[Dataset excerpts]
PR #2114, opened 2026-09-09
fix(#2112): viewer's Save as Final now writes back extracted data

### LINKED ISSUE #2112: Save as Final on the response preview screen (/viewer) does not perform writeback
**Describe the bug**
When opening an existing, previously-saved `QuestionnaireResponse` from the dashboard (Responses → Open Response → preview screen), the `Save as Final` button only saves the `QuestionnaireResponse` — it does not perform template-based or observation-based extraction, and does not write the extracted data back to the FHIR server. This is inconsistent with the `Save as Final` action available on the renderer (`/renderer` and `/renderer/preview`), which extracts and writes back data for questionnaires that support it.

**To Reproduce**
1. Complete and save a response to a questionnaire that supports extraction/writeback (e.g. one with a template-based or observation-based extraction extension).
2. Go to the dashboard → Responses → open that saved response (routes to `/viewer`).
3. Click `Save as Final` on the preview screen and confirm.
4. Check the FHIR server: no extracted resources (e.g. Observations) were written back, even though the same questionnaire triggers writeback when saved as final from `/renderer`.

**Expected behavior**
`Save as Final` on the `/viewer` preview screen should behave the same as `Save as Final` on the renderer: detect the extract mechanism (`getExtractMechanism`), run extraction, and prompt/write back the extracted bundle to the FHIR server before/alongside saving the `QuestionnaireResponse`.

**Root cause (from investigation)**
`ViewerSaveAsFinal.tsx` / `ViewerSaveAsFinalDialog.tsx` (`apps/smart-forms-app/src/features/viewer/ViewerNav/SaveAsFinal/`) is a separate, older implementation that predates the extraction/writeback feature added to `SaveAsFinalAction.tsx` (`apps/smart-forms-app/src/features/renderer/components/RendererActions/`). The viewer's `handleSave()` calls `saveQuestionnaireResponse` directly with no extraction step, while the renderer's flow runs `handleTemplateExtract`/`handleObservationExtract` and then `RendererSaveAsFinalWriteBackDialog.handleWriteBack()`, which POSTs the extracted bundle. The viewer also uses `saveQuestionnaireResponse` instead of `saveProgress` (minor secondary inconsistency — `saveProgress` additionally strips empty answers).

**Suggested fix**
Extract the extraction/writeback logic out of `SaveAsFinalAction.tsx` into a shared hook, and reuse it in `ViewerSaveAsFinal`/`ViewerSaveAsFinalDialog` so both entry points share one save+writeback code path instead of two divergent implementations.

leoniedickson:
## Summary
- Fixes #2112: the `/viewer` preview screen's "Save as Final" button used a separate, older save path that never got the extraction/writeback feature the renderer's "Save as Final" has. Both entry points now share a `useSaveAsFinalExtraction` hook and the `SaveAsFinalOnlyDialog`/`SaveAsFinalWriteBackDialog` components, moved into `features/writeBack` since they're no longer renderer-only.
- Fixes a silent-failure gap surfaced by review: template-based extraction could bail out with only a `console.error` (or nothing) when `patient`/`user` hadn't resolved or extraction returned an `OperationOutcome`, leaving the button revert with no feedback — newly reachable from the viewer, which previously had no extraction step at all. Both bail paths now show an error snackbar.

## Test plan
- [x] `tsc --noEmit` passes
- [x] `eslint` passes (no new warnings/errors)
- [x] Full Jest suite passes (47 suites / 647 tests), including new unit tests for `useSaveAsFinalExtraction` covering template-based/observation-based extraction, bundle validation opt-in, the missing-context bail-out, the `OperationOutcome` failure path, and the new error snackbar
- [ ] Manual click-through in the browser: open an in-progress response with a template/observation-extractable questionnaire from `/dashboard/responses`, hit Save as Final from the preview screen, confirm the writeback dialog appears and the bundle POSTs


clinnygee (approved):
lgtm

Task instructions :: Your answer should be each line from the entries that includes the string "same".

Answer below ::
4. Check the FHIR server: no extracted resources (e.g. Observations) were written back, even though the same questionnaire triggers writeback when saved as final from `/renderer`.
`Save as Final` on the `/viewer` preview screen should behave the same as `Save as Final` on the renderer: detect the extract mechanism (`getExtractMechanism`), run extraction, and prompt/write back the extracted bundle to the FHIR server before/alongside saving the `QuestionnaireResponse`.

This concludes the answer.